Ideally, your DB uses dedicated raw storage vs a file system for storage, but most do not do that today. The advantages of file systems based stores operationally typically outweigh the performance benefits.
If you're on a file system, then preallocated, sequential files are a benefit so that your "append only" isn't simply skipping around other files on the file system, thus becoming similar to random updates. Also, by using preallocated files, your updates are simply updating DB data structures during writes rather than DB AND file system data structures as the file expands.
Putting logs, indexes, and data on separate disks allow multiple drives to work simultaneously with less interference. Your log can truly be append only for example compared to fighting with the random data reads or index updates.
So, all of those things factor in to throughput on DBs.
I need to load over 1 billion keys into Berkley DB and therefore I want to tune it in advance to get better performance. With standard configuration it takes me now about 15min to load 1'000'000 keys which is too slow.
Is there a proper way to tune for example the B+Tree of Berkley DB (node size etc...)?
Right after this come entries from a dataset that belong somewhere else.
Issue #692, opened 2018-07-13
Add visual toggle state to Waffle toggle in views bar. 


nalogiudice:
Transparency toggle needs an active visual state when toggling.

PR #693, opened 2018-07-13
fix(fast-development-site-react): add active styles for transparency toggle

nalogiudice:
Closes [#692](https://github.com/Microsoft/fast-dna/issues/692)

Active state style:
screen shot 2018-07-13 at 12 26 38 pm

Hover brings a slight shift in opacity, like our other form elements.

<body>

<footer>
 

### DIFF
--- a/packages/fast-development-site-react/src/components/site/index.tsx
+++ b/packages/fast-development-site-react/src/components/site/index.tsx
@@ -236,11 +236,22 @@ const styles: ComponentStyles<ISiteManagedClasses, IDevSiteDesignSystem> = {
     },
     site_transparencyToggleButton: {
         border: "none",
+        borderRadius: toPx(2),
         background: "none",
         height: toPx(32),
         width: toPx(32),
         cursor: "pointer",
-        outline: "0"
+        outline: "0",
+        marginRight: toPx(4),
+        opacity: ".85",
+        paddingTop: toPx(4),
+        "&:hover": {
+            opacity: "1"
+        },
+        "&[aria-pressed=\"true\"]": {
+            background: "#FFFFFF",
+            opacity: "1"
+        }
     },
     site_transparencyToggleButtonIcon: {
         position: "relative",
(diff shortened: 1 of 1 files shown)


packages/fast-development-site-react/src/components/site/index.tsx
```diff
@@ -236,11 +236,22 @@ const styles: ComponentStyles<ISiteManagedClasses, IDevSiteDesignSystem> = {
...
-        outline: "0"
+        outline: "0",
+        marginRight: toPx(4),
+        opacity: ".85",
+        paddingTop: toPx(4),
+        "&:hover": {
+            opacity: "1"
+        },
+        "&[aria-pressed=\"true\"]": {
+            background: "#FFFFFF",
```
chrisdholt: Is there a reason that we are not using the design system here?

chrisdholt: Is there a reason that we are not using the design system here?

nalogiudice: Because it didn't work. You can see that the design system is used randomly in the file. Not sure the logic behind that, but neither: 
`background: (config: IDevSiteDesignSystem): string => config.backgroundColor,` or 
```
background: (config: IDevSiteDesignSystem): string => {
                return config.backgroundColor;
            }
```
render anything.

chrisdholt: Pulling this down and taking a look. It seems like something else is going on if this isn't working. If we can't figure it out, we can propose putting this in with hard coded values and file an issue, but I'd like us to first try and see what might be going on to cause this issue as it may not be a bug.

chrisdholt: @nalogiudice config.backgroundColor is coming in as undefined which is why it's not working. Can you quickly see if the other parts of this using the design system are also not showing up correctly? If they are working correctly it would be great to see if we are missing something as to why it's working sometimes in this file. If they are both not working, I think we should file a bug and note the bug in this file at the styles object. Then we can push this through

nalogiudice: @chrisdholt confirming that they all return `undefined`. Will add a bug

nalogiudice: [#694](https://github.com/Microsoft/fast-dna/issues/694)

awentzel:
why is adding active styles a fix?  Should it be a feat?  Or it would would be update to fix something?

nalogiudice:
I've updated the PR description - not sure how to make it more verbose that than. Also have updated to feat.

chrisdholt:
Please rebase :)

(As an comparision, after tuning tokyo cabinet, it loads 1 billion keys in 25min).
P.S.
I'm looking for tuning tips as a code and not parameters to set for a running system (like jvm size etc...)
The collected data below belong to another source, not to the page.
Issue #702, opened 2018-07-16
MSFT Button should use an enum instead of booleans to describe button subtype


eljefe223:
MSFT Button example should use a dropdown for button type

PR #703, opened 2018-07-16
fix(button): update to use enum for button types

eljefe223:
Closes: #702 
 
BREAKING CHANGE: The API for the fast-components-react-msft button has 4 boolean props (justified, lightweight, outline and primary). These values are mutually exclusive and cannot be applied simultaneously. For this reason an enum is a more appropriate approach. This fix removes those booleans and passes a single prop.

### DIFF
--- a/packages/fast-components-react-msft/README.md
+++ b/packages/fast-components-react-msft/README.md
@@ -18,7 +18,7 @@ document.body.appendChild(root);
 
 function render(): void {
     ReactDOM.render(
-        <Button subtype="primary">
+        <Button appearance="primary">
             Click me!
         </Button>,
         root
--- a/packages/fast-components-react-msft/README.md
+++ b/packages/fast-components-react-msft/README.md
@@ -18,7 +18,7 @@ document.body.appendChild(root);
 
 function render(): void {
     ReactDOM.render(
-        <Button primary={true}>
+        <Button subtype="primary">
             Click me!
         </Button>,
         root
--- a/packages/fast-components-react-msft/src/button/button.props.ts
+++ b/packages/fast-components-react-msft/src/button/button.props.ts
@@ -2,7 +2,7 @@ import * as React from "react";
 import { IButtonHandledProps as IBaseButtonHandledProps } from "@microsoft/fast-components-react-base";
 import { IManagedClasses, IMSFTButtonClassNameContract } from "@microsoft/fast-components-class-name-contracts-msft";
 
-export enum Appearance {
+export enum ButtonAppearance {
     justified= "justified",
     lightweight= "lightweight",
     outline= "outline",
@@ -13,7 +13,7 @@ export interface IButtonHandledProps extends IBaseButtonHandledProps {
     /**
      * The Button subType
      */
-    appearance?: Appearance;
+    appearance?: ButtonAppearance;
 }
 
 export interface IButtonUnhandledProps extends React.AllHTMLAttributes<HTMLElement> {}
--- a/packages/fast-components-react-msft/src/button/button.props.ts
+++ b/packages/fast-components-react-msft/src/button/button.props.ts
@@ -2,7 +2,7 @@ import * as React from "react";
 import { IButtonHandledProps as IBaseButtonHandledProps } from "@microsoft/fast-components-react-base";
 import { IManagedClasses, IMSFTButtonClassNameContract } from "@microsoft/fast-components-class-name-contracts-msft";
 
-export enum Subtype {
+export enum Appearance {
     justified= "justified",
     lightweight= "lightweight",
     outline= "outline",
@@ -13,7 +13,7 @@ export interface IButtonHandledProps extends IBaseButtonHandledProps {
     /**
      * The Button subType
      */
-    subtype?: Subtype;
+    appearance?: Appearance;
 }
 
 export interface IButtonUnhandledProps extends React.AllHTMLAttributes<HTMLElement> {}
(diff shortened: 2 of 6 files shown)


awentzel:
Please update PR / Issue title and description to conform to [guidance](https://github.com/Microsoft/fast-dna/wiki/pull-request-guidance) for better changelog reporting.

packages/fast-components-react-msft/src/button/button.props.ts
```diff
@@ -2,26 +2,18 @@ import * as React from "react";
...
-    /**
-     * The lightweight option
-     */
-    lightweight?: boolean;
-
-    /**
-     * The outline option
-     */
-    outline?: boolean;
+export enum Subtype {
```
chrisdholt: Subtype seems odd to me for button, because I expect that it would be a subset of the type attribute. This is really just specific to style. Can we revisit the naming on this?

eljefe223: Yes we should @janechu and I noodled over it for awhile. We cant use style or type. I thought about ButtonStyle but Jane thought that was redundant... we could also do something like "appearance"

nalogiudice: +1 `appearance` could work

janechu: I agree, I like appearance

janechu:
Can the footer message for the breaking change specify what exactly the breaking change is and why it was done?

packages/fast-components-react-msft/src/button/button.tsx
```diff
@@ -42,21 +39,21 @@ class Button extends Foundation<IButtonHandledProps & IManagedClasses<IMSFTButto
     protected generateClassNames(): string {
         let classLocation: string;
 
-        if (this.props.primary) {
+        if (this.props.subtype === Subtype.primary) {
```
janechu: I would prefer using a switch here now that this is isolated to one item we are checking against, we can also skip storing a variable, it can look like:

```
switch (this.props.appearance) {
    case Subtyle.outline:
        return super.generateClassNames(get(this.props, "managedClasses.button_outline"));
    // etc..
    default:
        return null;
}
```

packages/fast-components-react-msft/src/button/button.props.ts
chrisdholt: + 1 - great suggestion.

chrisdholt:
I think we still need to walk through a proposal for this being a breaking change and land when and why we choose to break vs. deprecate props.

packages/fast-components-react-msft/src/button/button.props.ts
```diff
@@ -2,26 +2,18 @@ import * as React from "react";
...
-    /**
-     * The lightweight option
-     */
-    lightweight?: boolean;
-
-    /**
-     * The outline option
-     */
-    outline?: boolean;
+export enum Appearance {
```
chrisdholt: I think we should namespace this specific to button to ensure we don't create a global that we may need to leverage later. Similar components with similar enum's would follow the same pattern.

Thoughts?

chrisdholt: The prop name is fine because it is scoped, but here I think we'll want to specify that this is `ButtonAppearance`

packages/fast-components-react-msft/src/button/button.tsx
```diff
@@ -40,23 +37,22 @@ class Button extends Foundation<IButtonHandledProps & IManagedClasses<IMSFTButto
...
+            case ButtonAppearance.primary:
+                return super.generateClassNames(get(this.props, "managedClasses.button_primary"));
+            case ButtonAppearance.outline:
+                return super.generateClassNames(get(this.props, "managedClasses.button_outline"));
+            case ButtonAppearance.lightweight:
+                return super.generateClassNames(get(this.props, "managedClasses.button_lightweight"));
+            case ButtonAppearance.justified:
+                return super.generateClassNames(get(this.props, "managedClasses.button_justified"));
+            default:
+                return null;
```
chrisdholt: Can we remove some of the duplicated code here and only return if we have classNames? Perhaps:

```
    let className: string;

    if (!this.props.appearance) {
        return;
    }

    switch (this.props.appearance) {
        case ButtonAppearance.primary:
            className = "managedClasses.button_primary";
            break;
        case ButtonAppearance.outline:
            className = "managedClasses.button_outline";
            break;
        case ButtonAppearance.lightweight:
            className = "managedClasses.button_lightweight";
            break;
        case ButtonAppearance.justified:
            className = "managedClasses.button_justified";
            break;
    }

    return super.generateClassNames(get(this.props, className));
}
```

@janechu, thoughts?

janechu: We can avoid the assigning of a variable but I agree we need the if statement.

packages/fast-components-react-msft/README.md
```diff
@@ -18,7 +18,7 @@ document.body.appendChild(root);
 
 function render(): void {
     ReactDOM.render(
-        <Button primary={true}>
+        <Button subtype="primary">
```
janechu: this needs to be updated to appearance

chrisdholt:
A PR has been added to use enzyme for unit testing these components. Let's add unit tests for this; that will fix the broken build and test coverage issue.

packages/fast-components-react-msft/src/button/button.props.ts
```diff
@@ -2,26 +2,18 @@ import * as React from "react";
...
+    justified= "justified",
+    lightweight= "lightweight",
+    outline= "outline",
+    primary= "primary",
+}
 
+export interface IButtonHandledProps extends IBaseButtonHandledProps {
     /**
-     * The primary option
+     * The Button subType
```
chrisdholt: comment should be "The button appearance"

I'm curious, when TokyoCabinet loads 1B keys in 25 minutes what are the sizes of the keys/values being stored? What's the I/O systems and the storage system you're using? Are you using the term "load" to mean 1B transactional commits to permanent stable storage? That would be ~666,666 inserts/second, which is physically impossible given any I/O system I'm aware of. Multiply that number times the key and value size and now you're hopelessly beyond physical limits.
Please take a look at Gustavo Duarte's blog, read a bit about I/O systems and how things work in hardware and then review your statement. I'm very interested in finding out what exactly TokyoCabinet is doing and what it isn't doing. If I had to guess I'd say that either it's committing to file-system cache in the operating system, but not flushing (fdsync()-ing) those buffers to disk.
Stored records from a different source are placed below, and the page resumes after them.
Issue #704, opened 2018-07-17
Click outside to close option menu in fast-form-generator


nalogiudice:
When clicking outside the "options" menu in the configure UI, you can't click out to close it. We should eat a click and close.

PR #705, opened 2018-07-17
feat (fast-form-generator): adds logic to close option menus when clicking outside of menu UI

nalogiudice:
Closes [#704](https://github.com/Microsoft/fast-dna/issues/704)
<body>

<footer>
 

### DIFF
--- a/packages/fast-form-generator-react/src/form/form-item.array.tsx
+++ b/packages/fast-form-generator-react/src/form/form-item.array.tsx
@@ -75,10 +75,23 @@ export interface IFormItemArrayState {
  */
 class FormItemArray extends React.Component<IFormItemArrayProps & IManagedClasses<IFormItemArrayClassNameContract>, IFormItemArrayState> {
 
+    /**
+     * Store a reference to the menu element
+     */
+    private menuElement: HTMLUListElement;
+
+    /**
+     * Store a reference to the button element
+     */
+    private buttonElement: HTMLButtonElement;
+
+    /**
+     * Store a reference to the span element
+     */
+    private spanElement: HTMLSpanElement;
+
     constructor(props: IFormItemArrayProps & IManagedClasses<IFormItemArrayClassNameContract>) {
         super(props);
-
-        window.addEventListener("click", this.handleWindowClick)
 
         this.state = {
             hideOptionMenu: true
@@ -87,12 +100,19 @@ class FormItemArray extends React.Component<IFormItemArrayProps & IManagedClasse
 
     public render(): JSX.Element {
         return (
-            <div className={this.props.managedClasses.formItemArray} ref={this.setRef("rootElement")}>
+            // tslint:disable-next-line:jsx-no-string-ref
+            <div className={this.props.managedClasses.formItemArray}>
                 <div className={this.props.managedClasses.formItemArray_header}>
                     <h3>{this.getLabelText()}</h3>
                     {/* TODO: #460 Fix "identical-code" */}
-                    <button onClick={this.toggleMenu} aria-expanded={!this.state.hideOptionMenu}><span>Options</span></button>
-                    <ul aria-hidden={this.state.hideOptionMenu} className={this.props.managedClasses.formItemArray_actionMenu}>
+                    <button onClick={this.toggleMenu} aria-expanded={!this.state.hideOptionMenu} ref={this.storeButtonRef}>
+                        <span ref={this.storeSpanRef}>Options</span>
+                    </button>
+                    <ul
+                        ref={this.storeMenuRef}
+                        aria-hidden={this.state.hideOptionMenu}
+                        className={this.props.managedClasses.formItemArray_actionMenu}
+                    >
                         {this.renderArrayMenuItems()}
                     </ul>
                 </div>
@@ -101,8 +121,36 @@ class FormItemArray extends React.Component<IFormItemArrayProps & IManagedClasse
         );
     }
 
+    public componentDidUpdate(): void {
+        this.state.hideOptionMenu
+            ? window.removeEventListener("click", this.handleWindowClick)
+            : window.addEventListener("click", this.handleWindowClick);
+    }
+
+    private storeMenuRef = (ref?: HTMLUListElement): void => {
+        if (ref) {
+            this.menuElement = ref;
+        }
+    }
+
+    private storeButtonRef = (ref?: HTMLButtonElement): void => {
+        if (ref) {
+            this.buttonElement = ref;
+        }
+    }
+
+    private storeSpanRef = (ref?: HTMLSpanElement): void => {
+        if (ref) {
+            this.spanElement = ref;
+        }
+    }
+
     private toggleMenu = (): void => {
         this.setState({hideOptionMenu: !this.state.hideOptionMenu});
+    }
+
+    private closeMenu = (): void => {
+        this.setState({hideOptionMenu: true});
     }
 
     /**
@@ -219,10 +267,10 @@ class FormItemArray extends React.Component<IFormItemArrayProps & IManagedClasse
 
     /**
      * Handle clicking on the window - closes the Select if the users
-     * is clicking somewhere other than the Select.
+     * is clicking somewhere other than the menu.
      */
-    private handleWindowClick = (e: React.MouseEvent): void => {
-        if (!isDescendant(this.getRef('rootElement'), e.target)) {
+    private handleWindowClick = (e: any): void => {
+        if (!isDescendant(this.menuElement , e.target) && e.target !== this.buttonElement && e.target !== this.spanElement) {
             this.closeMenu();
         }
     }
--- a/packages/fast-form-generator-react/src/form/form-item.children.tsx
+++ b/packages/fast-form-generator-react/src/form/form-item.children.tsx
@@ -12,6 +12,7 @@ import styles from "./form-item.children.style";
 import { IFormItemChildrenClassNameContract } from "../class-name-contracts/";
 import manageJss, { IJSSManagerProps } from "@microsoft/fast-jss-manager-react";
 import { IManagedClasses } from "@microsoft/fast-components-class-name-contracts-base";
+import { isDescendant } from "@microsoft/fast-web-utilities";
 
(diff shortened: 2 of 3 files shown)


packages/fast-form-generator-react/src/form/form-item.array.tsx
```diff
@@ -12,6 +12,7 @@ import styles from "./form-item.array.style";
 import { IFormItemArrayClassNameContract } from "../class-name-contracts/";
 import manageJss, { IJSSManagerProps } from "@microsoft/fast-jss-manager-react";
 import { IManagedClasses } from "@microsoft/fast-components-class-name-contracts-base";
+import { isDescendant } from "@microsoft/fast-web-utilities";
```
chrisdholt: Does this actually work? isDescendant was pulled out of fast-web-utilities in favor of just using element.contains()

packages/fast-form-generator-react/src/form/form-item.array.tsx
```diff
@@ -98,10 +121,38 @@ class FormItemArray extends React.Component<IFormItemArrayProps & IManagedClasse
         );
     }
 
+    public componentDidUpdate(): void {
+        this.state.hideOptionMenu
+            ? window.removeEventListener("click", this.handleWindowClick)
+            : window.addEventListener("click", this.handleWindowClick);
```
chrisdholt: Every update will perform this, even if it's not needed. Do we need to do this on update every time the cycle is ran? Is there a reason we should not simply add the event listener on mount and remove on unmount?

packages/fast-form-generator-react/src/form/form-item.children.tsx
```diff
@@ -12,6 +12,7 @@ import styles from "./form-item.children.style";
 import { IFormItemChildrenClassNameContract } from "../class-name-contracts/";
 import manageJss, { IJSSManagerProps } from "@microsoft/fast-jss-manager-react";
 import { IManagedClasses } from "@microsoft/fast-components-class-name-contracts-base";
+import { isDescendant } from "@microsoft/fast-web-utilities";
```
chrisdholt: Same comment here on isDescendant. I'm surprised you have access to this since I don't see it in the actual package.

packages/fast-web-utilities/src/dom.ts
```diff
@@ -5,3 +5,24 @@
...
+    while (!!node) {
+        if (node === parent) {
+            return true;
+        }
+
+        node = node.parentNode;
+    }
+
+    return false;
+}
```
chrisdholt: I see - This was intentionally removed for element.contains. We should be able to accomplish this without this function.

packages/fast-form-generator-react/src/form/form-item.array.tsx
janechu: window click event is IE9+, we may want to use document instead of window because of that. It doesn't hurt to be backwards compatible in this case so I would change it.

packages/fast-form-generator-react/src/form/form-item.array.tsx
```diff
@@ -98,10 +121,38 @@ class FormItemArray extends React.Component<IFormItemArrayProps & IManagedClasse
...
+    }
+
+    private storeMenuRef = (ref?: HTMLUListElement): void => {
+        if (ref) {
+            this.menuElement = ref;
+        }
+    }
+
+    private storeButtonRef = (ref?: HTMLButtonElement): void => {
```
janechu: similarly to the renaming I suggested above, I would have this be called setOptionMenuTriggerRef, store isn't really standard.

packages/fast-form-generator-react/src/form/form-item.children.tsx
```diff
@@ -444,6 +498,16 @@ class FormItemChildren extends React.Component<IFormItemChildrenProps & IManaged
         });
     }
 
+    /**
+     * Handle clicking on the window - closes the Select if the users
+     * is clicking somewhere other than the menu.
+     */
+    private handleWindowClick = (e: any): void => {
```
janechu: same comment as before, can be more precise typing than "any"

packages/fast-form-generator-react/src/form/form-item.children.tsx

Full Disclosure: I'm a product manager at Oracle for Oracle Berkeley DB (a direct competitor of TokyoCabinet), I've been playing with these databases and the best hardware around for them for about ten years so I'm both biased and skeptical.
Berkeley DB has flags you can set on the transaction handle which mimic this and other similar methods of trading off durability (the "D" in ACID) for speed.
As far as how to make Berkeley DB Java Edition (BDB-JE) faster you can try the following:
Deferred writes: this delays writing
to the transaction log for as long as
possible (when buffers are full, it
flushes the data)
Sort your keys in advance: most
B-Trees (ours included) do much
better with in-order insertions for
fast load times-
Increasing the size of the log
files from the default of 10MiB to
something larger, like 100MiB, this
reduces I/O cost-
It's very important to be clear about claims of performance with databases. They seems simple, but it turns out to be very very tricky to get them right so that they don't ever corrupt data or lose committed transactions.
I hope this helps you a bit.
Bulk inserts on BDB-JE are an order of magnitude faster if you group them into a single transaction. The reason is that each single commit causes (by default) a sync write to disk while a transaction is synchronized on commit. In my application writing 100'000 small keys as single commits tooks more than a minute while in a transaction it takes just a few seconds.